For your question about same_umi: The UMI grouping process has two steps:

  1. collapse UMIs directly based on identity (exact match, so not allowing any mismatches)
  2. group together collapsed UMIs from step 1 that are similar (allowing mismatches)

Technically, a consensus read is chosen during step 1 for each set of reads with the exact same UMI, and then a consensus read is chosen out of all the consensus reads in each cluster/group of UMIs in step 2. The consensus reads from step 1 are labeled with same_umi, indicating the number of reads with the exact same UMI, while the consensus reads from step 2 are labeled with the cluster size. same_umi=1 without the cluster_size tag would indicate that a UMI is unique, but it is still part of a cluster (the UMI is similar to other reads in the cluster). The reason for only labelling consensus reads in each step is to minimize the amount of extra text added to the headers.

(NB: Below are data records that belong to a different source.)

PR #1667, opened 2021-03-22
Feature/openapi3

nopcoder:
Using OpenAPI3 using https://github.com/deepmap/oapi-codegen

Modified the server template code to parse incoming body in case of one body in JSON format.
Removed the python code which verifies the schema, it is not compatible with v3.

TODOs

- [x] align the object put/get API to be compatible with the previous version
- [x] test must of lakectl commands with the previous version


api/swagger.yml
```diff
@@ -1,507 +1,795 @@
...
+
+servers:
+  - url: '/api/v1'
+    description: lakeFS server endpoint
+    variables:
+      protocol:
+        enum:
+          - http
+          - https
+        default: http
```
arielshaqed, line 17: I don't understand, when is this used?  (If I did understand, I would want to avoid `http` in favour of `https`, to have the client encrypt by default.)

Reading [server URL format](https://swagger.io/docs/specification/api-host-and-base-path/#url-format), I would expect these variables to have no effect, as they do not appear in the `url`.  Reading further, I would expect
```yaml
servers:
  - url: http://localhost:8000/api/v1
```

to give a single useful default.  Or perhaps

```yaml
    servers:
      - url: http://localhost:8000/api/v1
      - url: '{protocol}://{endpoint}/api/v1'
        variables:
          protocol:
            enum:
              - http
              - https
            default: https
          endpoint:
            default: localhost:8000
```

api/swagger.yml
```diff
@@ -1,507 +1,795 @@
...
-        pattern: '^[a-z0-9][a-z0-9-]{2,62}$'
-      storage_namespace:
-        type: string
-        description: "Filesystem URI to store the underlying data in (e.g. 's3://my-bucket/some/path/')"
-        example: "s3://example-bucket/"
-        pattern: '^(s3|gs|https?|mem|local|transient)://.*$'
-      default_branch:
-        example: "master"
-        type: string
+        minimum: -1
```
arielshaqed, line 49: Can we cap it at minimum 0 and have "missing" to mean "use server default"?

api/swagger.yml
```diff
@@ -1,507 +1,795 @@
...
+          schema:
+            $ref: "#/components/schemas/Error"
+    ValidationError:
+      description: Validation Error
+      content:
+        application/json:
+          schema:
+            $ref: "#/components/schemas/Error"
+
+
```
arielshaqed, line 79: Nit: I prefer a single space here.  Double spaces waste space and are hard to maintain.

api/swagger.yml
```diff
@@ -1,507 +1,795 @@
...
+  schemas:
+
```
arielshaqed, line 81: ninit: I prefer no space here.

api/swagger.yml
```diff
@@ -1,507 +1,795 @@
...
+    Pagination:
+      type: object
+      required:
+        - has_more
+        - max_per_page
```
arielshaqed, line 86: Can you document this response type?  Specifically, why this parameter?

api/swagger.yml
```diff
@@ -1,507 +1,795 @@
...
+      type: object
+      required:
+        - creation_date
+        - id
+        - default_branch
+        - storage_namespace
+      properties:
+        id:
+          type: string
+        creation_date:
```
arielshaqed, line 111: Let's document what kind of `int64` this is! (And also other "times").

api/swagger.yml
```diff
@@ -1,507 +1,795 @@
...
+          type: integer
+          format: int64
+        default_branch:
+          example: "master"
```
arielshaqed, line 115: Good chance to go for `example: "main"` or `example: "trunk"` (your call).  We know we should, we know we shall, we're touching it now...

api/swagger.yml
```diff
@@ -1,507 +1,795 @@
...
+            $ref: "#/components/schemas/Error"
+    ValidationError:
+      description: Validation Error
+      content:
+        application/json:
+          schema:
+            $ref: "#/components/schemas/Error"
+
+
+  schemas:
```
arielshaqed, line 80:
```suggestion
  schemata:
```
# (j/k) :stuck_out_tongue_closed_eyes:

api/swagger.yml
```diff
@@ -1,507 +1,795 @@
...
+        - storage_namespace
+      properties:
+        name:
+          type: string
+          pattern: '^[a-z0-9][a-z0-9-]{2,62}$'
+        storage_namespace:
+          type: string
+          description: "Filesystem URI to store the underlying data in (e.g. 's3://my-bucket/some/path/')"
+          example: "s3://example-bucket/"
+          pattern: '^(s3|gs|https?|mem|local|transient)://.*$'
```
arielshaqed, line 172: Possibly silly question: Can we tell our code generator to validate this only on the server??  Otherwise we add support for random backing protocol `abc`, and every client has to change.

api/swagger.yml
```diff
@@ -1,507 +1,795 @@
...
-    properties:
-      id:
-        type: string
-      commit_id:
-        type: string
+    UnderlyingObjectProperties:
+      type: object
+      properties:
+        storage_class:
+          x-nullable: true
```
arielshaqed, line 238: I think this was a Swaggerism.  Is this still TWTDI in OpenAPI 3?  I _think_ I added this because Swagger used OpenAPI 2 but go-swagger couldn't distinguish between a missing and an empty value without it.  Here I believe you might be able to say:
```suggestion
          nullable: true
```

Or just (or additionally) allow it to drop outright, and let our New Swagger Code Generator DTRT and distinguish between missing and empty.

api/swagger.yml
```diff
@@ -1,507 +1,795 @@
...
       security: [ ]
-      parameters:
-        - in: body
-          name: user
-          schema:
-            $ref: "#/definitions/setup"
+      requestBody:
+        required: true
+        content:
+          application/json:
```
arielshaqed, line 769: This will get annoying fairly quickly.  Can we somehow default this away, like we could with Swagger?

api/swagger.yml
```diff
@@ -1231,85 +1420,71 @@ paths:
...
-        401:
-          $ref: "#/responses/Unauthorized"
-        default:
-          description: generic error response
-          schema:
-            $ref: "#/definitions/error"
+          content:
+            application/json:
+              schema:
+                $ref: '#/components/schemas/RepositoryList'
```
arielshaqed, line 1444: The mix of single and double quotes is confusing.  The difference (https://yaml.org/spec/1.2/spec.html#style/flow/single-quoted, https://yaml.org/spec/1.2/spec.html#style/flow/double-quoted is in how they handle escaping.  But here we don't need _any_ quoting AFAICT; using both is strange.

api/swagger.yml
```diff
@@ -1339,152 +1512,138 @@ paths:
...
         name: repository
         required: true
-        type: string
+        schema:
+          type: string
     put:
       tags:
         - refs
-      operationId: dump
+      operationId: dumpRefs
```
arielshaqed, line 1531: Previously we relied on the first tag to give a prefix.  If we now need to repeat it, consider putting the tag at the beginning for better scoping.

api/swagger.yml
```diff
@@ -2207,38 +2332,37 @@ paths:
...
+              schema:
+                $ref: "#/components/schemas/ObjectStats"
         401:
-          $ref: "#/responses/Unauthorized"
+          $ref: "#/components/responses/Unauthorized"
         404:
-          description: path or branch not found
-          schema:
-            $ref: "#/definitions/error"
+          $ref: "#/components/responses/NotFound"
```
arielshaqed, line 2342: Here we have a less informative description of the response.  Consider having multiple versions of `NotFound`, each with different documentation "path or branch [or repo] not found", "branch [or repo] not found", "repo not found".

api/swagger.yml
```diff
@@ -2485,90 +2573,94 @@ paths:
...
       tags:
         - metadata
       operationId: getRange
       summary: return URI to a range file
-      # TODO(ariels): Actually redirect to S3.
       responses:
         200:
           description: range URI
-          headers:
-            Location:
```
arielshaqed, line 2564: This moves us further away from REST.  Ideally this could be a redirect, making it more HTTPish and also making it easier to implement some clients -- e.g. if/once we decide to use presigned URLs.

arielshaqed (commented):
Thanks!

Trying to grow this mega-PR.  Just skimmed swagger.yml, mostly to show my ignorance.  Happy for comments that will tell me what is most urgent for me to read first, the better to review this PR.

api/swagger.yml
nopcoder: Updated the swagger to include just our base URL and removed the schema information.
Why? - the `kin-openapi` package uses middleware to validate the swagger to match the request, the previous. It tried to verify the full URL match for each request and the endpoint value.
Leaving just the patch match for each request just the api/v1 part.

api/swagger.yml
nopcoder: converted all to single space

api/swagger.yml
nopcoder: 😄

api/swagger.yml
nopcoder: I guess this is an implementation detail - in our case the verification is done on the server side by middleware that validates the swagger spec.

api/swagger.yml
nopcoder: guess the openapi2 to 3 didn't catch it - updated to nullable.

api/swagger.yml
nopcoder: sorry, didn't found a way in the spec to default this one.

api/swagger.yml
nopcoder: Converted everything to double-quotes

api/swagger.yml
nopcoder: We only have one 404 - the error description is a resource not found as a general way to describe any of the resources in the way of the request.
A single request can return errors of repository, branch, and reference not found. So the current solution is a more general way to describe it.

api/swagger.yml
nopcoder: Used Oz's conversion - it looks like we wanted to be more like the operation itself in the code than a prefix.
Using the tag as prefix in the code can be modified by the template - but for now if you check the generated code it much cleaner.

api/swagger.yml
nopcoder: missed this one - thanks

api/swagger.yml
nopcoder: Today zero means - I don't want results - just has more indication.
We can change it and have 0 as the server's default, but I think we can do it in a different issue if we all agree that we will lose the capability.

pkg/api/serve.go
```diff
@@ -40,26 +41,22 @@ func Serve(
...
-
-	api.JSONConsumer = runtime.JSONConsumer()
-	api.MultipartformConsumer = runtime.DiscardConsumer
-
-	api.BinProducer = runtime.ByteStreamProducer()
-	api.JSONProducer = runtime.JSONProducer()
+	r := chi.NewRouter()
+	apiRouter := r.With(
+		OapiRequestValidatorWithOptions(swagger, &openapi3filter.Options{
+			AuthenticationFunc: openapi3filter.NoopAuthenticationFunc,
```
itaiad200, line 51: Why not ride the authentication hook provided here instead of adding a custom middleware?
At least document the reason..

pkg/api/serve.go
```diff
@@ -71,25 +68,70 @@ func Serve(
...
+		o.ExcludeRequestBody = true
+		requestValidationInput.Options = &o
+	}
+
+	if err := openapi3filter.ValidateRequest(r.Context(), requestValidationInput); err != nil {
+		var reqErr *openapi3filter.RequestError
+		if errors.As(err, &reqErr) {
+			return http.StatusBadRequest, err
+		}
+		var seqErr *openapi3filter.SecurityRequirementsError
```
itaiad200, line 127: Who returns this error? I thought we're in charge of auth and we don't return this type.

pkg/api/serve.go
```diff
@@ -71,25 +68,70 @@ func Serve(
...
+		Request:    r,
+		PathParams: pathParams,
+		Route:      route,
+		Options:    options,
+	}
+
+	if _, ok := route.Operation.Extensions["x-validation-exclude-body"]; ok {
+		o := *options
+		o.ExcludeRequestBody = true
+		requestValidationInput.Options = &o
```
itaiad200, line 119: Are these options used more than once? i.e. why the special pointers handling?

pkg/api/serve.go
```diff
@@ -71,25 +68,70 @@ func Serve(
...
+			next.ServeHTTP(w, r)
+		})
+	}
+}
+
+func validateRequest(r *http.Request, router routers.Router, options *openapi3filter.Options) (int, error) {
+	// Find route
+	route, pathParams, err := router.FindRoute(r)
+	if err != nil {
+		return http.StatusBadRequest, err // We failed to find a matching route for the request.
```
itaiad200, line 105: Isn't `NotFound` a better error here?

pkg/api/serve.go
```diff
@@ -71,25 +68,70 @@ func Serve(
...
+		if errors.As(err, &reqErr) {
+			return http.StatusBadRequest, err
+		}
+		var seqErr *openapi3filter.SecurityRequirementsError
+		if errors.As(err, &seqErr) {
+			return http.StatusUnauthorized, err
+		}
+		// This should never happen today, but if our upstream code changes,
+		// we don't want to crash the server, so handle the unexpected error.
+		return http.StatusInternalServerError, err
```
itaiad200, line 133: A log here is really helpful for debugging unintended routes.

pkg/api/serve.go
```diff
@@ -71,25 +68,70 @@ func Serve(
...
+	}
 
-	mux := http.NewServeMux()
-	mux.Handle("/_health", httputil.ServeHealth())
-	mux.Handle("/metrics", promhttp.Handler())
-	mux.Handle("/_pprof/", httputil.ServePPROF("/_pprof/"))
-	mux.Handle("/api/", apiHandler)
-	mux.Handle("/swagger.json", apiHandler)
```
itaiad200, line 92: I didn't find where we serve the actual swagger file.

pkg/api/tmpl/chi-interface.tmpl
```diff
@@ -0,0 +1,7 @@
+// ServerInterface represents all server handlers.
```
itaiad200, line 1: Add a github link to the file you replaced here, so we can keep track of changes as the original template changes.

pkg/api/tmpl/chi-interface.tmpl
```diff
@@ -0,0 +1,7 @@
...
+type ServerInterface interface {
+{{range .}}{{.SummaryAsComment }}{{$opid := .OperationId}}
+// ({{.Method}} {{.Path}}) 
+{{.OperationId}}(w http.ResponseWriter, r *http.Request{{if .HasBody}}{{range .Bodies}}{{if and .Default (eq .NameTag "JSON")}}, body {{$opid}}{{.NameTag}}RequestBody {{end}}{{end}}{{end}}{{genParamArgs .PathParams}}{{if .RequiresParamObject}}, params {{.OperationId}}Params{{end}})
```
itaiad200, line 5: Dumb question: Is there a way to break this line and add indentation so it's somewhat readable?

itaiad200: Oh and also - Great job with the templates!!

pkg/api/tmpl/chi-middleware.tmpl
```diff
@@ -0,0 +1,190 @@
+// ServerInterfaceWrapper converts contexts to parameters.
```
itaiad200, line 1: Add a link to the original template and also an explanation of what changed, so it's easier to keep track of changes.

pkg/api/tmpl/chi-middleware.tmpl
```diff
@@ -0,0 +1,190 @@
...
+{{range .}}{{$opid := .OperationId}}
+
+// {{$opid}} operation middleware
+func (siw *ServerInterfaceWrapper) {{$opid}}(w http.ResponseWriter, r *http.Request) {
+  ctx := r.Context()
+  {{if or .RequiresParamObject (gt (len .PathParams) 0) }}
+  var err error
+  {{end}}
+
+  {{if .HasBody}}{{range .Bodies}}{{if and .Default (eq .NameTag "JSON")}}// ------------- Body parse -------------
```
itaiad200, line 18: Add a comment describing what you did here.

pkg/api/controller.go
```diff
@@ -74,2864 +61,2535 @@ type Controller struct {
...
+	if !c.authorize(w, r, []permissions.Permission{
+		{
+			Action:   permissions.CreateGroupAction,
+			Resource: permissions.GroupArn(body.Id),
+		},
+	}) {
+		return
+	}
+	ctx := r.Context()
+	c.LogAction(ctx, "create_group")
```
itaiad200, line 119: It's soooooo much better if you could push this repeatable error prune operation to a generic middleware.

pkg/api/controller.go
```diff
@@ -74,2864 +61,2535 @@ type Controller struct {
...
+			Action:   permissions.ReadGroupAction,
+			Resource: permissions.GroupArn(groupID),
+		},
+	}) {
+		return
+	}
 
-		return returnValue
+	ctx := r.Context()
+	c.LogAction(ctx, "list_user_policies")
```
itaiad200, line 269: For example, an action name error here.

itaiad200 (changes requested):
Haven't gone thru it all yet.. looking great so far

pkg/api/auth_middleware.go
```diff
@@ -0,0 +1,118 @@
...
+	if err != nil {
+		writeError(w, http.StatusInternalServerError, fmt.Errorf("basic auth could not get access key: %w", err))
+		return nil
+	}
+	if secretKey != credentials.AccessSecretKey {
+		logger.WithField("access_key", accessKey).Debug("access key secret does not match")
+		writeError(w, http.StatusUnauthorized, ErrAuthenticationFailed)
+		return nil
+	}
+	user, err := authService.GetUserByID(ctx, credentials.UserID)
```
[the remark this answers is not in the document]
nopcoder: if it was more than one func call I would have consolidated - but we log different things.
adding missing debug log.

pkg/api/auth_middleware.go
```diff
@@ -0,0 +1,118 @@
...
+		writeError(w, http.StatusUnauthorized, ErrAuthenticationFailed)
+		return nil
+	}
+	userData, err := authService.GetUserByID(ctx, cred.UserID)
+	if err != nil {
+		logger.WithFields(logging.Fields{
+			"user_id": cred.UserID,
+			"subject": claims.Subject,
+		}).Debug("could not find user id by credentials")
+		writeError(w, http.StatusUnauthorized, ErrAuthenticationFailed)
```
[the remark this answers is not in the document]
nopcoder: I'll return errors from these functions

pkg/api/auth_middleware.go
```diff
@@ -0,0 +1,118 @@
...
+				if ok {
+					user = userByAuth(ctx, w, logger, authService, accessKey, secretKey)
+					if user == nil {
+						return
+					}
+				}
+			}
+
+			// keep user on the request context
+			r = r.WithContext(context.WithValue(r.Context(), UserContextKey, user))
```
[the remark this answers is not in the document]
nopcoder: adding check

pkg/api/auth_middleware_test.go
```diff
@@ -0,0 +1,53 @@
+package api_test
+
+//
```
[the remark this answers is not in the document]
nopcoder: 😅 on it

pkg/api/serve.go
```diff
@@ -40,26 +41,22 @@ func Serve(
...
+	r := chi.NewRouter()
+	apiRouter := r.With(
+		OapiRequestValidatorWithOptions(swagger, &openapi3filter.Options{
+			AuthenticationFunc: openapi3filter.NoopAuthenticationFunc,
+			ExcludeRequestBody: false,
+		}),
+		RequestCounterMiddleware(),
+		AuthMiddleware(logger, authService),
+		httputil.LoggingMiddleware(RequestIDHeaderName, logging.Fields{"service_name": LoggerServiceName}),
+		MetricsMiddleware(swagger),
```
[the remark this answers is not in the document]
nopcoder: InstrumentHandlerCounter was wrapped into RequestCounterMiddleware.
Can merge the functionality into one - unless we like to count also invalid requests, can move it up the chain.

pkg/api/serve.go
nopcoder: It is based on the middleware implementation, when the request is invalid - doesn't match the swagger schema vs not found which is when the api is valid and the resource is not found (branch, repository, tag and etc...)

pkg/api/serve.go
nopcoder: 1. I'll reverse the order of the Extensions check just to update the options
2. Still I'll have to copy the original options as I like to keep the code generic - use the options the call accepts and just modify the specific flag in the RequestValidationInput.

pkg/api/serve.go
nopcoder: added handler - thanks!

pkg/api/tmpl/chi-interface.tmpl
nopcoder: added some new-lines, let me know if it is better

pkg/api/tmpl/chi-middleware.tmpl
nopcoder: Body parse? if I'll describe the template it will get into the code

pkg/api/serve.go
nopcoder: We use NotFound when a resource in the request is not found like branch, repo or tag and BadRequest (400) when the request is not valid.

pkg/api/serve.go
nopcoder: Debug and trace logging middleware does it for us.

pkg/api/serve.go
nopcoder: added

pkg/api/tmpl/chi-interface.tmpl
nopcoder: added some new lines.

cmd/lakectl/cmd/auth.go
```diff
@@ -12,17 +12,17 @@ import (
 )
 
 var userCreatedTemplate = `{{ "User created successfully." | green }}
-ID: {{ .ID | bold }}
+ID: {{ .Id | bold }}
```
arielshaqed, line 15: This is unfortunate, but can we tweak the codegen to generate ID?  The strict-ish [standard for initialisms](https://github.com/golang/go/wiki/CodeReviewComments#initialisms) says:

> This rule also applies to "ID" when it is short for "identifier" (which is pretty much all cases when it's not the "id" as in "ego", "superego"), so write "appID" instead of "appId".
>
> Code generated by the protocol buffer compiler is exempt from this rule. Human-written code is held to a higher standard than machine-written code.

So:
1. It _is_ required, but...
2. Other robots can claim an exemption so as not to be discriminated vs. Googley tools.

But it still looks odd in Go code, and it *will* confuse us.  I'd be much happier with tweaking our input openAPI spec to generate an `ID` in Go -- if possible.  And preferably before we have other client code that depends on this style.

docs/assets/js/swagger.yml
```diff
@@ -5,25 +5,15 @@ info:
   title: lakeFS API
   version: 0.1.0
 
-
 servers:
-  - url: '/api/v1'
+  - url: "/api/v1"
```
arielshaqed, line 9: Don't think we even need quotes here.

docs/assets/js/swagger.yml
```diff
@@ -89,14 +77,18 @@ components:
...
           type: string
+          description: Token used to retrieve the next page
         results:
           type: integer
           minimum: 0
+          description: The number of values found in the results
         max_per_page:
           type: integer
           minimum: 0
+          description: The maximum value per page that can be returned
```
arielshaqed, line 91:
```suggestion
          description: Maximal number of entries per page
```

docs/assets/js/swagger.yml
```diff
@@ -89,14 +77,18 @@ components:
...
         has_more:
           type: boolean
+          description: Next page is available
         next_offset:
           type: string
+          description: Token used to retrieve the next page
         results:
           type: integer
           minimum: 0
+          description: The number of values found in the results
```
arielshaqed, line 87: nit:
```suggestion
          description: Number of values found in the results
```

But I think this is *not* the total number of values, but somehow the number of entries returned on this page?

docs/assets/js/swagger.yml
```diff
@@ -111,12 +103,12 @@ components:
...
           type: integer
           format: int64
+          description: Unix Epoch in seconds
         default_branch:
-          example: "master"
           type: string
         storage_namespace:
           type: string
-          description: "Filesystem URI to store the underlying data in (e.g. 's3://my-bucket/some/path/')"
+          description: 'Filesystem URI to store the underlying data in (e.g. "s3://my-bucket/some/path/")'
```
arielshaqed, line 111: I don't think we need quotes here.

pkg/api/controller.go
nopcoder: If possible to do the same without losing the BI, prefer to do it in a different PR.

pkg/api/controller.go
nopcoder: agree - if it was aligned with the request OperationID it would have done automatically.
Can be aligned after adding some legacy to the BI.

arielshaqed (commented):
Thanks!  Looks *very* nice.

Partial comments; will do the rest after rebase is pushed.

benchmarks/main.go
```diff
@@ -157,14 +159,26 @@ func uploader(ctx context.Context, ch chan string, repoName, contentPrefix strin
...
+				logger.WithError(err).Error("CreateFormFile failed")
+				return failed
+			}
+			_, err = contentWriter.Write([]byte(content))
+			if err != nil {
+				logger.WithError(err).Error("CreateFormFile write content failed")
+				return failed
+			}
+			w.Close()
+			contentType := w.FormDataContentType()
```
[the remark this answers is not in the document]
nopcoder: Will create a new client package that will include the above - different PR.

cmd/lakectl/cmd/auth.go
nopcoder: Agree, but it will require a fork and PR for oapi-codegen

pkg/api/auth_middleware.go
```diff
@@ -0,0 +1,119 @@
...
+	if err != nil {
+		return nil, ErrAuthenticationFailed
+	}
+	claims, ok := token.Claims.(*jwt.StandardClaims)
+	if !ok || !token.Valid {
+		return nil, ErrAuthenticationFailed
+	}
+	cred, err := authService.GetCredentials(ctx, claims.Subject)
+	if err != nil {
+		logger.WithField("subject", claims.Subject).Debug("could not find credentials for token")
```
arielshaqed, line 89: I think we can log at INFO here:
1. The user already has a valid JWT -- is authenticated.
2. In particular the JWT times match, so it's not some old token.
3. "It should not normally happen."
Let's help the admin debug?

pkg/api/serve.go
arielshaqed: REST says there is no such difference; I have to agree with @itaiad200 here.  `400` is always appropriate (because it says so little), however accessing a URL that is not mounted is a classic 404.

pkg/api/transform.go
```diff
@@ -1,36 +1,20 @@
...
-
-	"github.com/treeverse/lakefs/pkg/api/gen/models"
 	"github.com/treeverse/lakefs/pkg/catalog"
 )
 
 func transformDifferenceTypeToString(d catalog.DifferenceType) string {
 	switch d {
 	case catalog.DifferenceTypeAdded:
-		return models.DiffTypeAdded
+		return "added"
```
arielshaqed, line 10: An advantage of doing it the old way is that you get compile-time checking.  If oapi gives named enum constants for the allowed values, it would be better to continue to use them here.

(Also below, e.g. "allow"/"deny")

arielshaqed (approved):
Neat, very nice!

Required changes:
* Upload errors are handled unsafely in `lakectl` -- succeed on unknown error.

Additional (meta-) comments:
* The "WithResponses" client interface is quite nasty.  Maybe just not use it?  (Not necessary in this PR)

benchmarks/main.go
```diff
@@ -236,3 +240,29 @@ func reader(ctx context.Context, ch chan string, repoName, _ string) int {
...
+
+func (a *APIError) Error() string {
+	return fmt.Sprintf("%s failed: %s", a.Action, a.Message)
+}
+
+func responseAsError(action string, response interface{}) error {
+	r := reflect.ValueOf(response)
+	f := reflect.Indirect(r).FieldByName("HTTPResponse")
+	resp := f.Interface().(*http.Response)
+	if resp.StatusCode >= http.StatusOK && resp.StatusCode < http.StatusMultipleChoices {
```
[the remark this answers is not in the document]
nopcoder: adding api.IsStatusCodeOK func and use it.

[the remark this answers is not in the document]
nopcoder: My hope is if our http client supports redirect it should handle the redirect and return 2xx at the end

benchmarks/main.go
```diff
@@ -72,27 +68,29 @@ func testBenchmarkLakeFS() error {
...
 
-	_, err = client.Branches.CreateBranch(&branches.CreateBranchParams{
-		Branch: &models.BranchCreation{
-			Source: swag.String("master"),
-			Name:   swag.String(branchName),
-		},
-		Repository: repo.Payload.ID,
-		Context:    ctx,
-	}, nil)
+	repo := createRepoResp.JSON201
```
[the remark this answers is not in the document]
nopcoder: will have to update the client code template and support OK and Err which make it easier to use.

cmd/lakectl/cmd/common_helpers.go
```diff
@@ -167,11 +170,45 @@ func DieErr(err error) {
...
+
+func DieOnResponseError(response interface{}, err error) {
+	if err != nil {
+		DieErr(err)
+	}
+	// check http response code
+	var statusCode int
+	if stat, ok := response.(StatusCoder); ok {
+		statusCode = stat.StatusCode()
+		if statusCode >= http.StatusOK && statusCode < http.StatusMultipleChoices {
```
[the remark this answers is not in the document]
nopcoder: api.IsStatusCodeOK done - thanks!

cmd/lakectl/cmd/fs.go
```diff
@@ -103,25 +129,148 @@ var fsCatCmd = &cobra.Command{
...
+	if err != nil {
+		return nil, err
+	}
+	if resp.StatusCode() != http.StatusCreated {
+		apiErrors := []*api.Error{resp.JSON400, resp.JSON401, resp.JSON404, resp.JSONDefault}
+		for _, apiErr := range apiErrors {
+			if apiErr != nil {
+				return nil, fmt.Errorf("%w: %s", ErrRequestFailed, apiErr.Message)
+			}
+		}
```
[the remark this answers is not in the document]
nopcoder: extracted from default and added fallback to the status code message.

pkg/api/auth_middleware.go
```diff
@@ -0,0 +1,119 @@
...
+			if user != nil {
+				r = r.WithContext(context.WithValue(r.Context(), UserContextKey, user))
+			}
+			next.ServeHTTP(w, r)
+		})
+	}
+}
+
+func userByToken(ctx context.Context, logger logging.Logger, authService auth.Service, tokenString string) (*model.User, error) {
+	claims := &jwt.StandardClaims{}
```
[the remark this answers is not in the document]
nopcoder: 1. The idea here what I understand from the code - passing our claims struct, we can make sure that the token holds the same claims type. So after calling parse we can cast the interface we get back and access the members. We can do the same using the generic map as we expect the token to be formatted by the spec.
2. The callback function here is just to get the secret - the parse verifies and returns the token and if it is valid (which I think is true if there is no error, and we can drop the Valid? check) we use the information for user lookup. Valid or non-error parse is saying that the JWT token is valid.

pkg/api/transform.go
nopcoder: Agree I think this is another reason to fork or suggest a PR to have the code generation introduce these constants.
From what I saw it generates constants just for top-level enums.

cmd/lakectl/cmd/auth.go
```diff
@@ -81,11 +84,11 @@ var authUsersCreate = &cobra.Command{
...
 
-		user, err := clt.CreateUser(cmd.Context(), id)
-		if err != nil {
-			DieErr(err)
-		}
-
+		resp, err := clt.CreateUserWithResponse(cmd.Context(), api.CreateUserJSONRequestBody{
+			Id: id,
+		})
+		DieOnResponseError(resp, err)
```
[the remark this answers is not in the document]
nopcoder: Wanted a typed response so I'll keep it this way until I'll have a better client-generated code.

benchmarks/main.go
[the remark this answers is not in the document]
nopcoder: Hope not to get there - one option is to let the underlying HTTP client handle the redirect for example or not use this code for the specific code.

benchmarks/main.go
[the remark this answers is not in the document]
nopcoder: Used WithResponses because I wanted the parsed responses.
Think we need to improve the client template next and make it as easy as possible to access the default OK/success response.

api/swagger.yml
```diff
@@ -1777,6 +1777,28 @@ paths:
         required: true
         schema:
           type: string
+    get:
+      deprecated: true
```
arielshaqed, line 1781: What's the replacement?  Can we document the replacement -- even as a `description`?

cmd/lakectl/cmd/fs.go
```diff
@@ -175,16 +173,28 @@ func uploadObject(ctx context.Context, client api.ClientWithResponsesInterface,
...
+		if resp.JSONDefault != nil {
+			return nil, fmt.Errorf("%w: %s", ErrRequestFailed, resp.JSONDefault.Message)
 		}
+		return nil, fmt.Errorf("%w: %s", ErrRequestFailed, http.StatusText(resp.StatusCode()))
 	}
 	return resp.JSON201, nil
 }
 
+// readSize returns the size of r.
+func readSize(r io.Seeker) (int64, error) {
```
arielshaqed, line 185: I think root.go _also_ performs this very thing, and on trunk I've already refactored (https://github.com/treeverse/lakeFS/blob/933ec252c1ed0176581d9887db615f4abf3354e8/pkg/api/client.go#L746).  Let's add a TODO(ariels) to move it to helpers?

arielshaqed (approved):
Great, thanks!

Please review whether we wnat to return 404 for an unknown path in `validateRequest`.  Any which way, I think this is good (great..) to go!

api/swagger.yml
nopcoder: Added description part of the summary

ozkatz:
🎉

einato:
🎉🎉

abracarambar commented 3 years ago

Ok, thanks, so during the second step, this read was incorporated into a cluster of reads but it did not share an exact UMI with these. What is the level of mismatch you are allowing btw? Regarding the final ouput: Number of unique reads 41616256 => step 1 you refer to? Number of groups of reads 31574834 => step 2 you refer to? This counts correspond to each step you refer to?

Daniel-Liu-c0deb0t commented 3 years ago

The number of mismatches is specified with -k and it defaults to 1. Yes, you are correct about the counts.

abracarambar commented 3 years ago

Thanks so much Daniel Liu for taking the time to reply to all my questions. I really appreciate it.

Daniel-Liu-c0deb0t commented 3 years ago

No problem. I'm always happy to help. I'll close this issue for now. Let me know if you have any other questions/issues.